PR #1016, opened 2026-05-19
Target net8.0 in generated .csproj files

jkodroff:
## Description

Bumps the generated .NET project target framework from `net6.0` to `net8.0`.

`net6.0` reached end of support in November 2024, so generated SDKs should target a currently-supported LTS release. This updates the codegen `.csproj` template and regenerates the affected golden files.

## Changes

- `codegen/templates.go`: `<TargetFramework>net6.0</TargetFramework>` → `net8.0`
- Regenerated codegen golden files (`testdata/**`) accordingly


jkodroff:
**Note: this comment was written by Claude Code, acting on behalf of @jkodroff.**

## Why the `conformance-tests` checks are red

This PR bumps the generated `.csproj` target framework from `net6.0` to `net8.0` and regenerates the affected codegen + conformance golden files.

The `conformance-tests` jobs show **4 failing tests** that are **not caused by this change**:

- `l2-map-keys-adversarial`
- `l2-resource-hook-after-failure`
- `l2-resource-hook-ignore-errors`

These are **already failing on `main`** (see the conformance runs for #1010 and #1007), and they merged anyway — `conformance-tests` is not a required status check. They stem from new conformance tests introduced in pulumi/pulumi v3.239.0 that the .NET SDK/codegen does not yet support:

- `l2-map-keys-adversarial` — a genuine **codegen bug**: the generated `primitive-7.0.0` SDK fails to compile with `error CS0542: 'Invoke': member names cannot be the same as their enclosing type`.
- `l2-resource-hook-after-failure` / `l2-resource-hook-ignore-errors` — a **resource-hook behavior gap** in the SDK.

These are three unrelated fixes and will be addressed in **separate PRs**; bundling them here would mix a one-line framework bump with a codegen naming fix and an SDK hooks investigation.

## Mergeability

This PR is **mergeable pending review**. The ~53 conformance failures that the `net6.0` → `net8.0` change *did* introduce (stale golden snapshots) have been fixed by regenerating the snapshots. The remaining 4 failures pre-date this PR and do not regress `main`.

Frassle:
> net6.0 reached end of support in November 2024, so generated SDKs should target a currently-supported LTS release. This updates the codegen .csproj template and regenerates the affected golden files.

We need to think about this, bumping frameworks has a lot of knock on effects. We're also looking at maybe needing to multi-target. cc @Zaid-Ajaj who's looking at this.

jkodroff:
Per @Zaid-Ajaj:

> I think it is probably fine only from program-gen perspective, however I think if we do this, we want to also bump the sdk-gen to target net8.0 which is currently not possible unless we introduce a major breaking change in the core sdk
[8:23 AM]I would hold until the pulumi sdk and provider sdks start targeting net8.0 before making this change

Frassle:
Yeh if we scope this to programgen I'm pretty confident that's ok.

iwahbe:
We already target .NET 8 in programgen, and bumping it in SDK gen is another thing entirely.

Issue #403, opened 2024-11-21
TestDebuggerAttachDotnet is flaky


Frassle:
### What happened?

This test keeps timing out but seemingly only on macos-12.

### Example

https://github.com/pulumi/pulumi-dotnet/actions/runs/11956317375/job/33330781813?pr=400

### Output of `pulumi about`

N/A

### Contributing

Vote on this issue by adding a 👍 reaction. 
To contribute a fix for this issue, leave a comment (and link to your pull request, if you've opened one already).

justinvp:
Also hit it on macos-13: https://github.com/pulumi/pulumi-dotnet/actions/runs/12207877427/job/34060079149#step:12:252

There are similar failures on Windows, but not clear if it's related to `TestDebuggerAttachDotnet` or some other flake.

PR #1027, opened 2026-06-05
Re-enable TestPluginDebuggerAttachDotnet on macOS

### LINKED ISSUE #706: Renable `TestPluginDebuggerAttachDotnet` on MacOS
It looks like `netcoredbg` doesn't work either because of the arm architecture, or because of the MacOS version we're starting to use in https://github.com/pulumi/pulumi-dotnet/pull/705.  I'm disabling this test on MacOS for now in that PR, we should look into re-enabling it.

iwahbe:
## Why

`TestPluginDebuggerAttachDotnet` was skipped on macOS (#705). The failure (`0x80131c3c`) was an **architecture mismatch**: GitHub's macOS runners and Apple Silicon dev machines are arm64, but Samsung only ships an `osx-amd64` netcoredbg, and a debugger cannot attach to a process of a different architecture.

## What

- **`.mise.toml`** — install netcoredbg as a managed tool via the `http` backend with per-platform URLs. Apple Silicon pulls a community-built arm64 binary ([Samsung/netcoredbg#174](https://github.com/Samsung/netcoredbg/issues/174) tracks the missing official asset); every other platform uses Samsung's official builds.
- **`.github/workflows/pr.yml`** — drop the hand-rolled `curl` netcoredbg install steps and the macOS `PATH` override. `jdx/mise-action` already runs `mise install`, so netcoredbg now comes from `.mise.toml` on every platform (single source of truth, and avoids the amd64 download shadowing the arm64 build).
- **`integration_tests/`** — add a `languagePluginPath` helper that builds `pulumi-language-dotnet` once via `sync.Once` and returns its directory, instead of assuming the binary already exists on disk. Re-enable the test by removing the darwin skip.

`TestDebuggerAttachDotnet` remains skipped on macOS/Windows — that is a separate flakiness issue (#403), not the architecture problem.

## Test

- `TestPluginDebuggerAttachDotnet` passes locally on arm64 macOS using the `.mise.toml`-provided debugger.
- `make format_integration_tests_check` and `make lint_integration_tests` are clean.

Fixes #706

### DIFF
--- a/integration_tests/integration_util_test.go
+++ b/integration_tests/integration_util_test.go
@@ -12,22 +12,15 @@
 // See the License for the specific language governing permissions and
 // limitations under the License.
 
-// The linter doesn't see the uses since the consumers are conditionally compiled tests.
-//
-//nolint:unused,deadcode,varcheck
 package integrationtests
 
 import (
-	"bufio"
 	"bytes"
-	"context"
-	"encoding/json"
 	"fmt"
 	"io/fs"
 	"os"
 	"os/exec"
 	"path/filepath"
-	"regexp"
 	"strings"
 	"sync"
 	"testing"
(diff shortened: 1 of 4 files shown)


tgummerer (approved):
Nice, thanks!

integration_tests/integration_util_test.go
```diff
@@ -351,37 +242,6 @@ func testConstructMethodsErrors(t *testing.T, lang string) {
 	})
 }
 
-func testConstructOutputValues(t *testing.T, lang string, dependencies ...string) {
```
Frassle, line 354: AI seems to have done a general cleanup pass here deleting a load of other stuff?

iwahbe: No, that was me. These are private functions that are never called.

PR #1041, opened 2026-06-15
Pin mise to 2026.6.9 to fix vfox:dotnet install on Windows

i-am-tom:
## Problem

All **Windows** CI jobs that provision dotnet through mise (`integration-tests`, `codegen-tests`) fail at the **"Setup mise and install tools"** step:

```
Processing -File '"...\dotnet-install.ps1"' failed: Illegal characters in path.
mise ERROR Failed to install vfox:dotnet@8.0: ... dotnet binary not found at ...\dotnet.exe
```

macOS and Linux are unaffected.

## Root cause

The jobs install the latest mise binary from `mise.jdx.dev/VERSION`, which is now **`2026.6.10`** (released 2026-06-14). Its changelog includes *"Plugin install hooks now run under sanitized environments"* — and on Windows this regresses `vfox:dotnet`: the plugin's post-install hook runs `dotnet-install.ps1` with a quoted path that PowerShell rejects (`Illegal characters in path`), so `dotnet.exe` is never installed and the job dies during setup. `changie` and every other tool still install fine — only `vfox:dotnet` on Windows is affected.

This was masked on `main` by `mise-action`'s cache (the cache key hashes `.mise.toml`). It surfaces as soon as the cache is invalidated — e.g. any PR that touches `.mise.toml`, or normal cache expiry — so `main` is one cache miss away from the same red.

## Fix

Pin the mise binary to **`2026.6.9`** (the last release before the vfox hook change) via a `PINNED_MISE_VERSION` env var in `pr.yml`, referenced from each `mise-action` step's `version:` input. A single comment documents why and when to remove it.

This is validated automatically: `integration-tests` and `codegen-tests` run a hardcoded `windows-latest` matrix leg, so this PR's own CI exercises the fix.

## Notes for reviewers

- Only `pr.yml` is touched (7 `mise-action` steps). `changelog.yml` / `attempt-release.yml` are Linux-only and unaffected.
- Pure CI change — no SDK/runtime impact, so it likely needs the `impact/no-changelog-required` label rather than a changelog fragment.
- Revert is trivial once the upstream regression is fixed: delete the env var and the `version:` inputs.

### DIFF
--- a/.github/workflows/pr.yml
+++ b/.github/workflows/pr.yml
@@ -17,16 +17,14 @@ env:
   ESC_ACTION_OIDC_REQUESTED_TOKEN_TYPE: urn:pulumi:token-type:access_token:organization
   ESC_ACTION_ENVIRONMENT: github-secrets/pulumi-pulumi-dotnet
   ESC_ACTION_EXPORT_ENVIRONMENT_VARIABLES: PULUMI_ACCESS_TOKEN=PULUMI_ACCESS_TOKEN_PRODUCTION
-  # Pin the mise binary: recent releases regressed `vfox:dotnet` on Windows.
-  #   * 2026.6.10 fails inside the plugin ("Illegal characters in path" running
-  #     dotnet-install.ps1), before the postinstall hook even runs.
-  #   * 2026.6.9 installs the SDK but then fails the .mise.toml `postinstall`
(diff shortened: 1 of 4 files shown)


iwahbe (approved):
I'm merging to unblock CI.

PR #1049, opened 2026-06-18
Automation API Codegen #2: Generating commands

i-am-tom:
```csharp
/// <summary>
/// Builds the arguments for the <c>pulumi cancel</c> command.
/// </summary>
public IReadOnlyList<string> Cancel(string? stackName = null, PulumiCancelOptions? options = null)
{
    var __final = new List<string> { "cancel" };
    __final.Add("--yes");
    if (options?.Color is { } __valueColor)
    {
        __final.Add("--color");
        __final.Add(__valueColor);
    }
    // ... --stack, --verbose ...
    var __arguments = new List<string>();
    if (stackName != null)
    {
        __arguments.Add(stackName);
    }

    if (__arguments.Count > 0)
    {
        __final.Add("--");
        __final.AddRange(__arguments);
    }

    return __final;
}
```


iwahbe (approved):
Looks good to me.

.NET isn't my specialty, but I think we are good to merge.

# # # #

*Task goal:*
Look through the listing and return each line containing the word "opened".

*Expected answer:*
PR #1016, opened 2026-05-19
Issue #403, opened 2024-11-21
To contribute a fix for this issue, leave a comment (and link to your pull request, if you've opened one already).
PR #1027, opened 2026-06-05
PR #1041, opened 2026-06-15
PR #1049, opened 2026-06-18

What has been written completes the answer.